I have managed to get a bit confused as to the best thing to do within a service file as ExecStop= for a consul server service…
I have read the documents though it feels like they conflict somewhat due to my limited understanding…
When a Server is gracefully exited, the server will not be marked as left. This is to minimally impact the consensus quorum. Instead, the Server will be marked as failed.
For nodes in server mode, the node is removed from the Raft peer set in a graceful manner. This is critical, as in certain situations a non-graceful leave can affect cluster availability.
from the above the first document makes me think that the server should fail to keep the cluster size… But then the second document makes me think that the ‘leave’ command should be used for a graceful leave??
Can someone please let me know the best practice… .currently I have;
When a server explicitly leaves the cluster, the change to the Raft consensus peer set needs to be pushed to a consensus of other servers.
When it rejoins, the same, plus joining servers go through a probationary non-voter period before being promoted to voters.
This all takes time, and is a lot more turbulence to the cluster state than is warranted, if for example, you’re just doing a rolling restart for some maintenance.
On top of this, if you consider the common case f a 3 node cluster, the normal failure resilience is 1. If 1 server gracefully leaves, you now have a temporary 2 node cluster… for which the failure resilience is still 1.
No practical operational benefit was realised from the graceful leave, but it slowed things down - hence why it’s not the default.
Servers gracefully leaving the cluster on shutdown doesn’t make sense unless there’s a larger, varying, number of servers - which is itself not recommended, as amount of chatter between individual servers in the consensus scales inefficiently as the consensus size increases.
All that makes sense to me, but in my experience when a leader leaves, say for patching, there’s a brief period (<=1s) when DNS fails. For our nginx instances that require consistent and reliable DNS resolution we’ve resorted to a temporary hosts file to avoid service outages. I was hoping that a graceful leave might avoid that painful extra step, but perhaps not.
I don’t think it would. A new leader still has to be elected, anyway.

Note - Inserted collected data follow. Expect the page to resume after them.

PR #4036, opened 2022-11-19
Allow specifying a redis URL directly

nogweii:
# Details
I ran into this when trying to set up Authentik in my homelab. Specifically, I'm making a dedicated tiny computer run some security-sensitive software (Authentik, Vault, step-ca) and I'm hoping to minimize the number of listening TCP sockets.

### New Features
* Support overriding the generated cache location with a provided URL

## Additional
This is meant for a couple of more advanced use cases:

* Allows specifying a UNIX socket path to Redis
* Can use a specific user name (rather than the `default` user) allowing for more granular ACLs in Redis 6+

As a side effect, any future keyword arguments to `redis-py` can be passed in immediately before there are specific environment variables for each of them.

Signed-off-by: No GUI <14547+nogweii@users.noreply.github.com>

### DIFF
--- a/authentik/root/settings.py
+++ b/authentik/root/settings.py
@@ -195,7 +195,7 @@ _redis_url = (
 CACHES = {
     "default": {
         "BACKEND": "django_redis.cache.RedisCache",
-        "LOCATION": f"{_redis_url}/{CONFIG.y('redis.db')}",
+        "LOCATION": CONFIG.y('redis.url') or f"{_redis_url}/{CONFIG.y('redis.db')}",
         "TIMEOUT": int(CONFIG.y("redis.cache_timeout", 300)),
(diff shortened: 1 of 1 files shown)


nogweii:
friendly ping @BeryJu 😄

BeryJu:
This can be done via custom python settings (see https://goauthentik.io/docs/installation/configuration#custom-python-settings)

js6pak:
Using redis via an unix socket is not an advanced use case and it should be possible to do so by default

98h398hrpohpoai:
Why was this closed? js6pak is correct?
Attempting to do this through custom python settings is problematic as it seems to ignore redis changes, and the dump file doesn't process custom settings to debug.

There are two issues which would matter more:
Is there a loadbalancer in front of the DNS traffic, dispatching incoming requests to Consul nodes, and is it being updated to remove nodes from routing before they go down?
Are the remaining Consul servers operating in a configuration which allows for stale reads (see on DNS Caching | Consul - HashiCorp Learn) so that they can continue to serve DNS requests whilst the cluster leader election is ongoing?
Good question. I should have clarified before that we’re actually using dnsmasq locally to forward *.consul queries to the local Consul agent. So, in the case of some nginx instances we’re running, they are performing DNS queries to dnsmasq which then queries the local Consul agent to find the list of healthy upstream servers to pass on requests. When the Consul leader is rebooted (we don’t run a leave command) the nginx instance is unable to get a list of upstream servers.
We currently are not modifying and dns defaults in our Consul config other than providing a recursor for non-*.consul requests.
Enabling caching might resolve our current hurdle, though we’d have to think through whether there are any unintended consequences. Thanks for engaging on this.